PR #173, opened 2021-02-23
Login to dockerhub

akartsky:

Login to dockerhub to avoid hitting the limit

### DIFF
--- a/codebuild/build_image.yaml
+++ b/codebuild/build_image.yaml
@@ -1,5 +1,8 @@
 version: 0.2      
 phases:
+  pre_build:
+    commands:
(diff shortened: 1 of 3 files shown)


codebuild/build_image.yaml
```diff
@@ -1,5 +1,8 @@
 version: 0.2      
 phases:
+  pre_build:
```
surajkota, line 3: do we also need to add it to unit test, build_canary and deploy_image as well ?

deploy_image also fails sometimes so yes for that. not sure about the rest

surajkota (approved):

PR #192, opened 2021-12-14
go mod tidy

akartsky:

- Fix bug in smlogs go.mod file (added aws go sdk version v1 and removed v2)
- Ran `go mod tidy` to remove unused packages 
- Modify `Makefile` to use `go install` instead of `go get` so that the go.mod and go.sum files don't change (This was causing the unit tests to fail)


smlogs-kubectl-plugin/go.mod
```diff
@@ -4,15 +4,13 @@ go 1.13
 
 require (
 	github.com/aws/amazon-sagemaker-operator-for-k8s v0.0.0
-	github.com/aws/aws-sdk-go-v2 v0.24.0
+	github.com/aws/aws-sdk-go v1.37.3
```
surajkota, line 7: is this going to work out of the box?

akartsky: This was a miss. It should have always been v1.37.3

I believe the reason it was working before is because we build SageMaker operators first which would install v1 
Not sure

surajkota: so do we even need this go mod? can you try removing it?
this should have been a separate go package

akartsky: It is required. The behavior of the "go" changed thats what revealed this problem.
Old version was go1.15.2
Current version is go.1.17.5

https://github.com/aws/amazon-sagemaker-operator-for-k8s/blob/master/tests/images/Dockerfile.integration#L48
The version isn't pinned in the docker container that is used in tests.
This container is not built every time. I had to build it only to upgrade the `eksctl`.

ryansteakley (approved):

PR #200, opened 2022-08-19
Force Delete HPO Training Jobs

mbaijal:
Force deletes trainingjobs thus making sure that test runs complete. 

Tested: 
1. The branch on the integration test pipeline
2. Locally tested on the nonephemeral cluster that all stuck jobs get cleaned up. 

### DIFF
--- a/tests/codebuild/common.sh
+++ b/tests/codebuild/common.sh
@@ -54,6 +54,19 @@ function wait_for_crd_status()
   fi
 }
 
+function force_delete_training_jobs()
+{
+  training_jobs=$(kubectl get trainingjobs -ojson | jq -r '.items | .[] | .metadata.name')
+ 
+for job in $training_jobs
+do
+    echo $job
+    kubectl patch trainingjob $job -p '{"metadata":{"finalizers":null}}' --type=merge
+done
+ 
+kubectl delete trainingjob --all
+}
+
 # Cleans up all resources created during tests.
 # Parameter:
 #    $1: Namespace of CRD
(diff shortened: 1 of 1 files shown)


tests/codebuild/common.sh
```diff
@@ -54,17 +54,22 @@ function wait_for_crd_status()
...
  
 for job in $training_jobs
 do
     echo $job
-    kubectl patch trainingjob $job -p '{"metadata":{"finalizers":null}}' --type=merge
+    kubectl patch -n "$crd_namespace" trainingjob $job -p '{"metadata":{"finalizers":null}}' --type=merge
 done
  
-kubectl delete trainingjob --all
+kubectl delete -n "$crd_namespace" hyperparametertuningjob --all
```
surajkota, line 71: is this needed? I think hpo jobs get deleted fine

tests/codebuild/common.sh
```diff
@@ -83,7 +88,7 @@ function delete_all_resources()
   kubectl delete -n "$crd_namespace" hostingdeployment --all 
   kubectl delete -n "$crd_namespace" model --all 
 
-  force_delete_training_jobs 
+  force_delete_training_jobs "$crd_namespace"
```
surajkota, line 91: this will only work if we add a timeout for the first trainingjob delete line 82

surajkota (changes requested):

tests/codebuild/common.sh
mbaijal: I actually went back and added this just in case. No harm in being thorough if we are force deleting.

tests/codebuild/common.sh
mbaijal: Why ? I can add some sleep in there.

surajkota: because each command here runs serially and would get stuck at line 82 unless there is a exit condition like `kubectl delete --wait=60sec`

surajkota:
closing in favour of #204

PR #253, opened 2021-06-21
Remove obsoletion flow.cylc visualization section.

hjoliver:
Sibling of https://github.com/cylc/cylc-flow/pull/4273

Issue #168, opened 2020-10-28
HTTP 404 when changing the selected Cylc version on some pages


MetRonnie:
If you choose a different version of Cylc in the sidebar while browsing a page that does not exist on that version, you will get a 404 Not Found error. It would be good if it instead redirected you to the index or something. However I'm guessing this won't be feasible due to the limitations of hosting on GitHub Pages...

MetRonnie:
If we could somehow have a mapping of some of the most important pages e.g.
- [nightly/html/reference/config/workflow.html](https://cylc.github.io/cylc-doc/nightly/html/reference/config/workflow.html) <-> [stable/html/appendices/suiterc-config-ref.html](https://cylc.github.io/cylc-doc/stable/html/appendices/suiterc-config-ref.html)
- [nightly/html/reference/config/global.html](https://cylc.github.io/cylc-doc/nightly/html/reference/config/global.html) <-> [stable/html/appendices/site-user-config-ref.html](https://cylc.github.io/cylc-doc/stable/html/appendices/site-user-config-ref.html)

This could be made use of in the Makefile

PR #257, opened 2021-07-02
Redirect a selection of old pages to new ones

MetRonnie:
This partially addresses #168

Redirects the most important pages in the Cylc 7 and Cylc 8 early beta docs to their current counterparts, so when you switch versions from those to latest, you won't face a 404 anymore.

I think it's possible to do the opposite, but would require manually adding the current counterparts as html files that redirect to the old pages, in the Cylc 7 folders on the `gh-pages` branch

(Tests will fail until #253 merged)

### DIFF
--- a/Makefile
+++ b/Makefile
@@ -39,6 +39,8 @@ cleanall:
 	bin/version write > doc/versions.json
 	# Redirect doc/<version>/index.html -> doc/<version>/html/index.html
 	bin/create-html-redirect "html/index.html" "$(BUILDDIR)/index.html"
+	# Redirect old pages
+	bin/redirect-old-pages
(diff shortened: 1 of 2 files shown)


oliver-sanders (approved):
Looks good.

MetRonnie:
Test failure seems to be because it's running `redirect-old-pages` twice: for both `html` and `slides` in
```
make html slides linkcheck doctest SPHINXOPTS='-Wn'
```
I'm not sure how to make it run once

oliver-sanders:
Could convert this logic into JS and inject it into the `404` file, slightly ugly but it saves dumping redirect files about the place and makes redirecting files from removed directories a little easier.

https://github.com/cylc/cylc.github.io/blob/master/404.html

++++

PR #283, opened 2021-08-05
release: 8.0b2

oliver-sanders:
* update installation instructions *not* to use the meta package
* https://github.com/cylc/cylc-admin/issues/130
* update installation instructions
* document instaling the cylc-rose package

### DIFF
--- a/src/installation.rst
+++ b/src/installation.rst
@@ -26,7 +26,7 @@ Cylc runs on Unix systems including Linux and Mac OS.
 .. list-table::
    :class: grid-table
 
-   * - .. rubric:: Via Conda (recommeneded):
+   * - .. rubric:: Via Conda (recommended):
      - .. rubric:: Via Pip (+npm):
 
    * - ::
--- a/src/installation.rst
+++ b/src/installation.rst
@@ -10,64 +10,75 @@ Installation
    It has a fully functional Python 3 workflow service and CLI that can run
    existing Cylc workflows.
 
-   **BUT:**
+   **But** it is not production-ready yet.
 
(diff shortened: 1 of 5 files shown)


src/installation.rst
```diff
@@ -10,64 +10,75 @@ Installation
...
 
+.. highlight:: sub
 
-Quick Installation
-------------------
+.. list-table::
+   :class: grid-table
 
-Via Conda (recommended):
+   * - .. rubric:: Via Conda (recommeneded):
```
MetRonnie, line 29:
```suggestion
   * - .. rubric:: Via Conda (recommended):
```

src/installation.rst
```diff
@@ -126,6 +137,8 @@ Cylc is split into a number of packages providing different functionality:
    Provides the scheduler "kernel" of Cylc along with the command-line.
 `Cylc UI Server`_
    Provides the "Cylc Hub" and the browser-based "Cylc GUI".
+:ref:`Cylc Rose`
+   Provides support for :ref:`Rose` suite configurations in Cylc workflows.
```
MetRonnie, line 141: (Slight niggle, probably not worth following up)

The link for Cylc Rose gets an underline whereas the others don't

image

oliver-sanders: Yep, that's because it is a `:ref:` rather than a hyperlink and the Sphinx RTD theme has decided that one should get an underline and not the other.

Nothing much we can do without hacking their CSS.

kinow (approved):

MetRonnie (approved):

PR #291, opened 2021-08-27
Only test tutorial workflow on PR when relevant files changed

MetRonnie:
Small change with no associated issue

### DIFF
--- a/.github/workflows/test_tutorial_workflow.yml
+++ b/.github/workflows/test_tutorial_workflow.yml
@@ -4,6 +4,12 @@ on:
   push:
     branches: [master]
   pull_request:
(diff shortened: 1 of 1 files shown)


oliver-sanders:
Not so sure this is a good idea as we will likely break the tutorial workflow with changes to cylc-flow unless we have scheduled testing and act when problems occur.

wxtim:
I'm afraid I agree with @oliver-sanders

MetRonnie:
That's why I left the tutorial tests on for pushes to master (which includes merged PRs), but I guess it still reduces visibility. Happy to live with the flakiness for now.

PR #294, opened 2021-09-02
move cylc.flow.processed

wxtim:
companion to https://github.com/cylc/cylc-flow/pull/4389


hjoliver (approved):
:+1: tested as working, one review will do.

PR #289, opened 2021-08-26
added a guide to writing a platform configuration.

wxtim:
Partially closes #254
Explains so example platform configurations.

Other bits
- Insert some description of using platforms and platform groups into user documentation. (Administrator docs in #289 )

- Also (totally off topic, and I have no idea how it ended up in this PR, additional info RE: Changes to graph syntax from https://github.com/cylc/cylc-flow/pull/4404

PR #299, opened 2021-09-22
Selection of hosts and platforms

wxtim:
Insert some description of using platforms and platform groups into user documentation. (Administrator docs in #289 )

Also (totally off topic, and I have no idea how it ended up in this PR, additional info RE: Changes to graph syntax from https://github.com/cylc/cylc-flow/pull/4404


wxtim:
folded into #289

++++

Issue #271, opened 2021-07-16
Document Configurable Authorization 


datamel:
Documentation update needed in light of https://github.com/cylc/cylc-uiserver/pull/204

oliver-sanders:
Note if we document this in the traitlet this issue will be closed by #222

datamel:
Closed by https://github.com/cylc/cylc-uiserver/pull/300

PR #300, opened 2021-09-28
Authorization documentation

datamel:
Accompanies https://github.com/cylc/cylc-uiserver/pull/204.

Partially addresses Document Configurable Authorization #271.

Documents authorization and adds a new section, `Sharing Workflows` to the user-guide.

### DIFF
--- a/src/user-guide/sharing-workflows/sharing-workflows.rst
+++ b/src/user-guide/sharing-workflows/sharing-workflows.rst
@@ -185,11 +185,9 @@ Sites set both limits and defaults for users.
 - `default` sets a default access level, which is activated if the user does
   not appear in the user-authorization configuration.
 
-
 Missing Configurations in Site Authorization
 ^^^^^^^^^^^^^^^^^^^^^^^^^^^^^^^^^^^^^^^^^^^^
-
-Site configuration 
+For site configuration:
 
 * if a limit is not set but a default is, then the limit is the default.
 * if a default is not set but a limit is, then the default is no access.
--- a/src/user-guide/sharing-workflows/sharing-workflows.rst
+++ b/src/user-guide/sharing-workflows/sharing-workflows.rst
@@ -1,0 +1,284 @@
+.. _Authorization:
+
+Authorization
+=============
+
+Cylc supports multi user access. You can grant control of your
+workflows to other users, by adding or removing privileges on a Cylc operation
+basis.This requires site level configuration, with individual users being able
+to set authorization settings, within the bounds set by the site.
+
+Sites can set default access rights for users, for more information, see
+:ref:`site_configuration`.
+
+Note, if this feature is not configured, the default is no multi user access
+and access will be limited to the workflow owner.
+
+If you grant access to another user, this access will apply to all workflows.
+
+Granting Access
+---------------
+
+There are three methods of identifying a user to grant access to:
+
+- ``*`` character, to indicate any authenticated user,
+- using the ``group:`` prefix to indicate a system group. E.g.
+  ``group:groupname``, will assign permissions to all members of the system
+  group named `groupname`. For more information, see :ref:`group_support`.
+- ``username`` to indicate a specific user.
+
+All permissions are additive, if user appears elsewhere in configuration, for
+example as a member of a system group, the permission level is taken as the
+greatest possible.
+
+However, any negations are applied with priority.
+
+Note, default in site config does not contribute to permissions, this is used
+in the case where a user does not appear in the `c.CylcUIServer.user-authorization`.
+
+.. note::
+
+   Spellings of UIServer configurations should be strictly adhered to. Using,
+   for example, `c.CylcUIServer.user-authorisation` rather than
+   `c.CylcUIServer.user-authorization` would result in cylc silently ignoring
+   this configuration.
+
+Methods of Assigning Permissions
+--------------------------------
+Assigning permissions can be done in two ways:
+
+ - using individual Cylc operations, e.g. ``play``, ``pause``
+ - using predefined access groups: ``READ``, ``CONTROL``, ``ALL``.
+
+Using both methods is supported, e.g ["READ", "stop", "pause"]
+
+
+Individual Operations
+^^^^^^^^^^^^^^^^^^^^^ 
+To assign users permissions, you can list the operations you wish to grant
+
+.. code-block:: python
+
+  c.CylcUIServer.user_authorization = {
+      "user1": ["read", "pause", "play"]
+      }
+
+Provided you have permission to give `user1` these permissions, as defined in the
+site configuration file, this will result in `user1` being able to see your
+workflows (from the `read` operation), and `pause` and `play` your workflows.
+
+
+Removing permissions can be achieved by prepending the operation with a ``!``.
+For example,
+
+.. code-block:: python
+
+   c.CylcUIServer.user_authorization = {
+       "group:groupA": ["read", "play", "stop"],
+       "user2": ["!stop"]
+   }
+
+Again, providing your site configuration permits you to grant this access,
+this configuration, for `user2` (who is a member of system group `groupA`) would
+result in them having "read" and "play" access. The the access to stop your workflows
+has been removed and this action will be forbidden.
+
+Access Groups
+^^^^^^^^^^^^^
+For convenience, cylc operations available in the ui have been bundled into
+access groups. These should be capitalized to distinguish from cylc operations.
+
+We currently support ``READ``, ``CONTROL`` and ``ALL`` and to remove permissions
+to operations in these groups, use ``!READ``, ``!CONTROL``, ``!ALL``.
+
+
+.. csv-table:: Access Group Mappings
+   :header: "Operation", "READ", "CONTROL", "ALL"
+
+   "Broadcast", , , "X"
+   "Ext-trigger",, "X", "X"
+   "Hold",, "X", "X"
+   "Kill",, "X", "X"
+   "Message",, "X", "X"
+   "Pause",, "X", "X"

++++

▶ Work to complete
Repeat exactly the lines of the listing above, from the one with "PR #173, opened 2021-02-23" down to the one with "tests to fail)"; both of those lines belong in the range.

▶ Reply to the task
PR #173, opened 2021-02-23
Login to dockerhub

akartsky:

Login to dockerhub to avoid hitting the limit

### DIFF
--- a/codebuild/build_image.yaml
+++ b/codebuild/build_image.yaml
@@ -1,5 +1,8 @@
 version: 0.2      
 phases:
+  pre_build:
+    commands:
(diff shortened: 1 of 3 files shown)


codebuild/build_image.yaml
```diff
@@ -1,5 +1,8 @@
 version: 0.2      
 phases:
+  pre_build:
```
surajkota, line 3: do we also need to add it to unit test, build_canary and deploy_image as well ?

deploy_image also fails sometimes so yes for that. not sure about the rest

surajkota (approved):

PR #192, opened 2021-12-14
go mod tidy

akartsky:

- Fix bug in smlogs go.mod file (added aws go sdk version v1 and removed v2)
- Ran `go mod tidy` to remove unused packages 
- Modify `Makefile` to use `go install` instead of `go get` so that the go.mod and go.sum files don't change (This was causing the unit tests to fail)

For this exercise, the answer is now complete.